Go through the material below and copy each line where the word "haste" appears.
⟨
PR #207, opened 2018-04-04
fix(status-alert): fix add ability to set close button aria-label

AlasdairSwan:
This would allow the component to support i18n and enable the addition of context specific labels to the close button (e.g. 'Close the edX Cookie Policy alert.').

### DIFF
--- a/src/StatusAlert/StatusAlert.test.jsx
+++ b/src/StatusAlert/StatusAlert.test.jsx
@@ -34,6 +34,14 @@ describe('<StatusAlert />', () => {
       expect(statusAlertDialog.text()).toEqual(dialog);
       expect(wrapper.find('button')).toHaveLength(0);
     });
+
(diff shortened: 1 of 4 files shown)


src/StatusAlert/StatusAlert.test.jsx
```diff
@@ -34,6 +34,14 @@ describe('<StatusAlert />', () => {
       expect(statusAlertDialog.text()).toEqual(dialog);
       expect(wrapper.find('button')).toHaveLength(0);
     });
+
+    it('renders custom aria-label view', () => {
+      const customLabel = 'Dismiss this alert post-haste!';
```
jaebradley: post-haste

fysheets:
Looks like you just need to run a new snapshot

jaebradley:
👏  first Paragon commit!

first

PR #211, opened 2018-04-12
fix(input-text): add autocomplete prop

AlasdairSwan:


src/InputText/index.jsx
```diff
@@ -37,6 +38,7 @@ const textDefaultProps = {
   type: 'text',
   describedBy: '',
   isValid: true,
+  autoComplete: true,
```
jaebradley: Need to add the `PropType.bool` for this?

jaebradley: Mind adding this configuration parameter in [the README](https://github.com/edx/paragon/blob/master/src/InputText/README.md) as well? Since this is only defined in `InputText` and not in `asInput`, it should probably be explicitly noted?

src/asInput/README.md
```diff
@@ -4,6 +4,11 @@ Handles all necessary props that are related to Input typed components.
 
 ## API
 
+### `autoComplete` (string; optional)
+`autoComplete` specifies whether or not an input field should have autocomplete enabled. The default value is 'on'.
+
+Autocomplete allows the browser to predict the value. When a user starts to type in a field, the browser should display options to fill in the field, based on earlier typed valuesThe default type is true.
```
jaebradley: Nit: minor typo and formatting.

PR #214, opened 2018-04-13
fix(modal): enable closing modal by clicking outside of it

AlasdairSwan:


fysheets:
Quick test of this branch in storybook: look at the story for invoking the modal with a button

Locally the button gets pushed down the width of the modal - which I'm assuming will push all content on the page down that way. If you look at the modal in the[ production storybook](https://edx.github.io/paragon/?selectedKind=Modal&selectedStory=modal%20invoked%20via%20a%20button&full=0&addons=1&stories=1&panelRight=1&addonPanel=storybook%2Factions%2Factions-panel) the background content stays the same.

We tried to play around with the DOM to mimic the setup from the [bootstrap docs](https://getbootstrap.com/docs/4.0/components/modal/#live-demo) (looking at the DOM from the live demo) but couldn't get it quite right.

I'll wait to check this out with studio frontend locally until this is sorted.

src/Modal/index.jsx
```diff
@@ -168,7 +167,22 @@ class Modal extends React.Component {
...
+          onClick={this.close}
+        />
+        <div
+          className={classNames(
+            styles.modal,
+            styles['modal-dialog'],
+            {
+              [styles['modal-open']]: open,
+              [styles.show]: open,
+              [styles.fade]: !open,
```
fysheets: It looks good in Storybook, but now we have the `modal-open`, `show`, and `fade` styles at two levels of the Modal tree?

AlasdairSwan: I know, it's not my favourite. The main benefit of this approach is that it simplifies the close click handler logic considerably. I will try taking another stab at it without updating the DOM, and just using move logic in the click handler.

fysheets: Ah alright, I was mostly asking to understand if that had been left in there on purpose or not. I'll keep an eye out for that next commit before trying to validate further then. 👍

AlasdairSwan:
Closed in favour of https://github.com/edx/paragon/pull/243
⟩
▶ [ANSWER BOX]
+      const customLabel = 'Dismiss this alert post-haste!';
jaebradley: post-haste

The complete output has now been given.